Data for this exercise

PR #377, opened 2021-02-12
Just for review--not ready to pull yet.

jcarrigan2:


appointment/upload-documents/uploadDocumentsController.js
```diff
@@ -202,6 +237,14 @@ define('uploadDocumentsController', [], function() {
 			});
 		};
 
+		$scope.validateConsent = (consentId) => {
```
jcarrigan2, line 240: If we choose to keep it this way, is there a better way to do this? (Logically or with different operators)

appointment/upload-documents/uploadDocumentsDataService.js
```diff
@@ -69,6 +69,39 @@ define('uploadDocumentsDataService', [], function($http) {
...
+			storeConsent: function(reviewConsent, virtualConsent, signature) {
+				return $http({
+					url: '/server/appointment/upload-documents/uploadDocuments.php',
+					method: 'POST',
+					data: 'action=storeConsent' +
+						`&reviewConsent=${reviewConsent}` +
+						`&virtualConsent=${virtualConsent}`+
+						`&signature=${signature}`,
+					headers: {
+						'Content-Type': 'application/x-www-form-urlencoded'
```
jcarrigan2, line 82: Do you know what this does?

server/appointment/upload-documents/uploadDocuments.php
```diff
@@ -187,7 +192,18 @@ function markAppointmentAsReady($token, $firstName, $lastName, $emailAddress, $p
 				<b>Preferred Language:</b> $preferredLanguage <br/>
 				<b>Email (if provided):</b> $emailAddress <br/>
 				<b>Type:</b> $appointmentType";
-			EmailUtilities::sendHtmlFormattedEmail($toEmailString, 'VITA -- Appointment Ready', $readyMessage);
+			EmailUtilities::sendHtmlFormattedEmail($toEmailString, 'VITA -- Appointment Ready', $volunteerMessage);
+
+			if(!empty($emailAddress)) {
+				// Email client confirmation
+				$clientMessage = "Congratulations, $firstName $lastName, you have successfully marked your appointment as ready!<br/>
```
jcarrigan2, line 199: You can ignore this for now, but if you have any guidance on SMTP, I would love it.

server/appointment/upload-documents/uploadDocuments.php
```diff
@@ -197,10 +213,83 @@ function markAppointmentAsReady($token, $firstName, $lastName, $emailAddress, $p
...
+
+	try {
+		$DB_CONN->beginTransaction();
+
+		$virtualAppointmentConsentId = insertConsent($reviewConsent, $virtualConsent, $signature);
+		$DB_CONN->commit();
+
+		$response['success'] = true;
+		$response['virtualAppointmentConsentId'] = $virtualAppointmentConsentId;
+		// $response['message'] = AppointmentConfirmationUtilities::generateAppointmentConfirmation($appointmentId);
```
jcarrigan2, line 230: We don't need this `response['message']`, do we? I think this was copied from signup, but we don't go to a confirmation page for uploading so I don't think this is needed at all.

server/appointment/upload-documents/uploadDocuments.php
```diff
@@ -197,10 +213,83 @@ function markAppointmentAsReady($token, $firstName, $lastName, $emailAddress, $p
...
+	$consentInsert = 'INSERT INTO Appointment (virtualAppointmentConsentId)
+		VALUES (?)';
+	$consentParams = array($virtualAppointmentConsentId);
+
+	$stmt = $DB_CONN->prepare($consentInsert);
+	if(!$stmt->execute($consentParams)){
+		throw new Exception("There was an issue on the server. Please refresh the page and try again.", MY_EXCEPTION);
+	}
+
+	return $DB_CONN->lastInsertId();
```
jcarrigan2, line 290: Do I need to return this?

server/utilities/appointmentConfirmationUtilities.class.php
```diff
@@ -30,9 +30,8 @@ public static function generateAppointmentConfirmation($appointmentId) {
 				$message .= self::residentialInformation();
 			}
 			$message .= self::miscellaneousInformation();
-			$message .= self::selfServiceAppointmentRescheduleInformation($selfServiceAppointmentRescheduleToken);
 		}
```
jcarrigan2, line 33: So clients are emailed the reschedule link, too.

server/appointment/upload-documents/uploadDocuments.php
```diff
@@ -197,10 +213,83 @@ function markAppointmentAsReady($token, $firstName, $lastName, $emailAddress, $p
...
+	$response['success'] = false;
+
+	try {
+		$appointmentAccessor = new AppointmentAccessor();
+		$appointmentAccessor->addVirtualAppointmentConsentId($appointmentId, $virtualAppointmentConsentId);
+
+		$response['success'] = true;
+	} catch (Exception $e) {
+		$DB_CONN->rollback();
+		$response['message'] = 'An error occurred while trying to record your consent. Please try again in a few minutes.';
```
jcarrigan2, line 252: Do I need this, either?

server/appointment/upload-documents/uploadDocuments.php
```diff
@@ -197,10 +213,83 @@ function markAppointmentAsReady($token, $firstName, $lastName, $emailAddress, $p
...
+
+		$response['success'] = true;
+		$response['virtualAppointmentConsentId'] = $virtualAppointmentConsentId;
+		// $response['message'] = AppointmentConfirmationUtilities::generateAppointmentConfirmation($appointmentId);
+	} catch (Exception $e) {
+		$DB_CONN->rollback();
+		$response['message'] = 'An error occurred while trying to record your consent. Please try again in a few minutes.';
+	}
+
+	print json_encode($response);
```
jcarrigan2, line 236: do I need this?

jcarrigan2: Now I'm getting lazy--at this point I'm also taking notes for myself to come back and solidify my understanding of how this works. Don't worry about answering trivial questions.

server/appointment/upload-documents/uploadDocuments.php
```diff
@@ -6,6 +6,7 @@
 require_once "$root/vendor/autoload.php";
 require_once "$root/server/utilities/emailUtilities.class.php";
 require_once "$root/server/utilities/appointmentTypeUtilities.class.php";
+require_once "$root/server/accessors/appointmentAccessor.class.php";
```
jcarrigan2, line 9: Is this all it takes to include the accessor? This is all I did and it works but I have no clue how all the pieces of this site are glued together so I wanted to make sure.

appointment/upload-documents/uploadDocuments.php
```diff
@@ -73,21 +73,142 @@ class="submit dcf-btn dcf-btn-primary"
...
+						<div ng-show="consentForm.$submitted || consentForm.signature.$touched">
+							<label class="error" ng-show="consentForm.signature.$error.required">This field is required.</label>
+						</div>
+					</li>
+
+					<p ng-if="consentForm.$invalid && consentForm.$submitted" class="error">Your input is invalid, please correct the errors above and re-submit this form</p>
+					<input type="submit" 
+						value="Submit" 
+						class="submit dcf-btn dcf-btn-primary dcf-mt-4"
+						ng-disabled="!consentData.virtualConsent == 1 || consentData.reviewConsent == null || consentData.signature == null || consentData.signature == ''" />
```
jcarrigan2, line 205: Do I need to check this stuff or should I just let form validation do its work? If none of these are here, it is functional and won't allow submit, but this ensures two-way binding has a say, as well.

appointment/upload-documents/uploadDocuments.php
```diff
@@ -73,21 +73,142 @@ class="submit dcf-btn dcf-btn-primary"
...
+						you do not specify the duration of your consent, your consent is valid for one year from the date
+						of signature. If you believe your tax return information has been disclosed or used improperly in a
+						manner unauthorized by law or without your permission, you may contact the Treasury Inspector General
+						for Tax Administration (TIGTA) by telephone at 1-800-366-4484, or by e-mail at complaints@tigta.treas.gov .
+						While the IRS is responsible for providing oversight requirements to Volunteer Income Tax Assistance (VITA) 
+						and Tax Counseling for the Elderly (TCE) programs, these sites are operated by IRS sponsored partners who
+						manage IRS site operations requirements and volunteer ethical standards. In addition, the locations of these 
+						ites may not be in or on federal Property. </p>
+					<li class="form-radio" id="consentVirtual">
+						<label class="form-required">I am agreeing to use this site's Virtual VITA/TCE Process</label>
```
jcarrigan2, line 171: There isn't anything for me to include in the label for the first yes/no question, so I don't know if I should take this out of the label and just leave it as standard text for consistency or what.

The first question (consenting to participate in random IRS quality assurance review of the site) is optional in that they can say yes or no, but for this one (consenting to virtual preparation) they have to say yes. I have made both "required" on the form, but should I make them `class="form-required"` so that they have the little "required" label? Might make clients think they have to say yes.

I mention it elsewhere, but if I take off the controller validation in the ng-disable for the submit button and rely just on form validation, then if they try to submit without filling out the form I can show the `class="error"` label and say something along the lines of "You must answer this question but can say yes or no."

jcarrigan2 (commented):
This has been the first PR of mine that has to do a lot with design, so I'd like your input on a good number of things. Because clients weren't uploading the 14446 and 13614, we're integrating the 14446 into the site itself, asking for and storing their consent.

One thing I don't see how to comment on is on the signup page--there's a checkmark that says "I consent to virtual preparation." Do you think I should just take that out entirely? Also, keep an eye out for where I might've slipped up or forgotten on error handling!

For adding the table, I used

```USE vita;

CREATE TABLE VirtualAppointmentConsent (
	virtualAppointmentConsentId INTEGER UNSIGNED PRIMARY KEY NOT NULL AUTO_INCREMENT,
	reviewConsent BOOLEAN NOT NULL,
	virtualConsent BOOLEAN NOT NULL, /* virtual is a keyword */
    signature VARCHAR(355) NOT NULL
);
```

then for adding the foreign key column I used:

```USE vita;

ALTER TABLE appointment

	ADD virtualAppointmentConsentId INTEGER UNSIGNED NULL, /*need to create appointment first, then add consent when they go to upload documents*/
	ADD	FOREIGN KEY(virtualAppointmentConsentId) REFERENCES VirtualAppointmentConsent(virtualAppointmentConsentId);
```

Sorry this is all on a branch named after an email lol, you can mostly disregard the email changes for now since I need to figure out how to test that stuff, it's too stressful just deploying and hoping for the best.

appointment/upload-documents/uploadDocumentsController.js
```diff
@@ -49,6 +48,37 @@ define('uploadDocumentsController', [], function() {
...
+		$scope.storeConsent = function() {
+			const reviewConsent = $scope.consentData.reviewConsent;
+			const virtualConsent = $scope.consentData.virtualConsent;
+			const signature = $scope.consentData.signature;
+
+			UploadDocumentsDataService.storeConsent(reviewConsent, virtualConsent, signature).then((response) => {
+				if (typeof response !== 'undefined' && response && response.success){
+					const virtualAppointmentConsentId = response.virtualAppointmentConsentId;
+					const appointmentId = $scope.appointmentId;
+					$scope.addConsentForeignKeyToAppointment(appointmentId, virtualAppointmentConsentId);
```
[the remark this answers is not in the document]
MatthewMeacham: Yah I think I would reverse the foreign key--remove `FK virtualAppointmentConsentId` from `Appointment`, and instead put `FK appointmentId` in the `VirtualAppointmentConsent` table. That feels more natural to me, and could help avoid the odd "have to make a nested call" issue you mentioned.

appointment/upload-documents/uploadDocumentsController.js
```diff
@@ -49,6 +48,37 @@ define('uploadDocumentsController', [], function() {
...
+					//$scope.consentData.completedConsent = true;
+					//document.body.scrollTop = document.documentElement.scrollTop = 0;
+					//NotificationUtilities.giveNotice('Success', 'You are now ready to upload your documents!');
+				} else {
+					NotificationUtilities.giveNotice('Failure', 'There was an error on the server! Please refresh the page in a few minutes and try again.', false);
+				}
+			});
+		};
+
+		$scope.addConsentForeignKeyToAppointment = function(appointmentId, virtualAppointmentConsentId) {
```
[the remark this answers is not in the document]
MatthewMeacham: Hm, that really shouldn't happen. Assuming you switch the FK order like I mention above, you could always put a unique constraint on the `appointmentId` FK and have the DB just fail to the transaction

appointment/upload-documents/uploadDocumentsController.js
```diff
@@ -96,6 +126,11 @@ define('uploadDocumentsController', [], function() {
 						$scope.isResidentialAppointment = response.residentialAppointment;
 						$scope.appointmentTimeStr = response.appointmentTimeStr;
 						$scope.uploadDeadlineStr = response.uploadDeadlineStr.toUpperCase();
+						$scope.appointmentId = response.appointmentId;
+						
+						// Checking to see if they've already filled out consent
+						const virtualAppointmentConsentId = response.consentId;
+						$scope.validateConsent(virtualAppointmentConsentId);
```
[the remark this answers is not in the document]
MatthewMeacham: Hm, I would probably send a value from the BE that says if they've previously consented or not--that way the BE can actually check the values, and we provide a stronger guarantee to the FE that there's actually been consent

appointment/upload-documents/uploadDocumentsDataService.js
MatthewMeacham: IIRC, it adds a header to the HTTP request that tells the recipient that the values are urlencoded in the URL path.

server/appointment/upload-documents/uploadDocuments.php
MatthewMeacham: Yep that's all it takes--this `require_once` is PHP's mechanism for importing other files / their functions

appointment/upload-documents/uploadDocuments.php
MatthewMeacham: I would check them--might as well have that extra guarantee. Also, I think relying on form validation obscures what we actually expect to happen when you read this HTML--so I like being explicit that for this button to work, this is what we expect

appointment/upload-documents/uploadDocuments.php
MatthewMeacham: I would add required to the actual required toggle. And I think in the interest of transparency, I'd probably add some small text beneath the "IRS" one saying "This is optional, but helps ensure Lincoln VITA is meeting the IRS quality guidelines for tax preparation" or something like that--but maybe pitch this question to Tracy.

appointment/upload-documents/uploadDocumentsController.js
```diff
@@ -49,6 +48,37 @@ define('uploadDocumentsController', [], function() {
 		const ACCEPTABLE_FILE_TYPES = ['application/pdf', 'image/jpeg', 'image/png'];
 		const ACCEPTABLE_FILE_EXTENSIONS = ['.pdf', '.jpeg', '.jpg', '.png'];
 
+		$scope.storeConsent = function() {
+			const reviewConsent = $scope.consentData.reviewConsent;
+			const virtualConsent = $scope.consentData.virtualConsent;
+			const signature = $scope.consentData.signature;
```
MatthewMeacham, line 54: You should probably check these variables here again to make sure they're valid, and if not, maybe raise an error with NotificationUtilities, or set some variable and in the HTML show an invalid form box. It's better to avoid the BE call if we know the inputs are invalid on the FE

appointment/upload-documents/uploadDocumentsController.js
MatthewMeacham: If we did choose to keep it this way, and I don't think we should, then you could just do `$scope.consentData.completeConsent = consentId != null`

appointment/upload-documents/uploadDocumentsDataService.js
```diff
@@ -69,6 +69,39 @@ define('uploadDocumentsDataService', [], function($http) {
 				}, (error) => {
 					return null;
 				});
+			},
+			storeConsent: function(reviewConsent, virtualConsent, signature) {
```
MatthewMeacham, line 73: You should really avoid the `function` keyword and use the arrow functions like we do elsewhere in these files--mostly just for consistency, it's tomato-tomato functionally, but the arrow function is the more modern syntax

appointment/upload-documents/uploadDocumentsController.js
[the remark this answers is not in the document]
MatthewMeacham: Hold up--what's the flow here? My expectation would be 1) Go to upload documents page, 2) validate my information, 3) If I haven't consented previously, I'm presented with consent page, 4) Can actually upload documents. 

That's what's happening right? I would still include in the BE response a boolean indicating if they've consented previously or not rather than checking this stuff on the FE / initiating another request to the BE

appointment/upload-documents/uploadDocuments.php
```diff
@@ -73,21 +73,142 @@ class="submit dcf-btn dcf-btn-primary"
...
+							<div class="dcf-btn-group" data-toggle="buttons">
+								<label class="dcf-btn dcf-btn-secondary" 
+									name="consentToVirtual" 
+									ng-model="consentData.virtualConsent" 
+									uib-btn-radio="1" 
+									required>Yes
+								</label>
+								<label class="dcf-btn dcf-btn-secondary" 
+									name="consentToVirtual" 
+									ng-model="consentData.virtualConsent"
```
MatthewMeacham, line 182: What happens if someone says no to this field? Can we display a red error saying "We cannot prepare your tax return without your affirmative consent" or whatever? It seems strange to me that saying "No" here just disables the submit button and doesn't give user any reason why

server/appointment/upload-documents/uploadDocuments.php
```diff
@@ -187,7 +192,18 @@ function markAppointmentAsReady($token, $firstName, $lastName, $emailAddress, $p
...
+			EmailUtilities::sendHtmlFormattedEmail($toEmailString, 'VITA -- Appointment Ready', $volunteerMessage);
+
+			if(!empty($emailAddress)) {
+				// Email client confirmation
+				$clientMessage = "Congratulations, $firstName $lastName, you have successfully marked your appointment as ready!<br/>
+					<b>Site:</b> $siteName".(AppointmentTypeUtilities::isVirtualAppointmentType($appointmentType) ? " (Please do not show up to the site for your virtual appointment)" : "")."<br/>
+					<b>Your Phone Number:</b> $phoneNumber <br/>
+					<b>Your Chosen Best Time to Call:</b> $bestTimeToCall <br/> 
+					<b>Your Preferred Language:</b> $preferredLanguage <br/>
+					<b>Appointment Type:</b> $appointmentType";
```
MatthewMeacham, line 204: You should probably remove this from the client email, I don't see a compelling reason to tell them this information

server/appointment/upload-documents/uploadDocuments.php
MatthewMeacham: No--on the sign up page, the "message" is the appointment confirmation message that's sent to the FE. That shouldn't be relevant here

Work instructions
Wherever the word "reason" occurs in a line of the listing, copy that line.

Solution to this task
MatthewMeacham, line 182: What happens if someone says no to this field? Can we display a red error saying "We cannot prepare your tax return without your affirmative consent" or whatever? It seems strange to me that saying "No" here just disables the submit button and doesn't give user any reason why
MatthewMeacham, line 204: You should probably remove this from the client email, I don't see a compelling reason to tell them this information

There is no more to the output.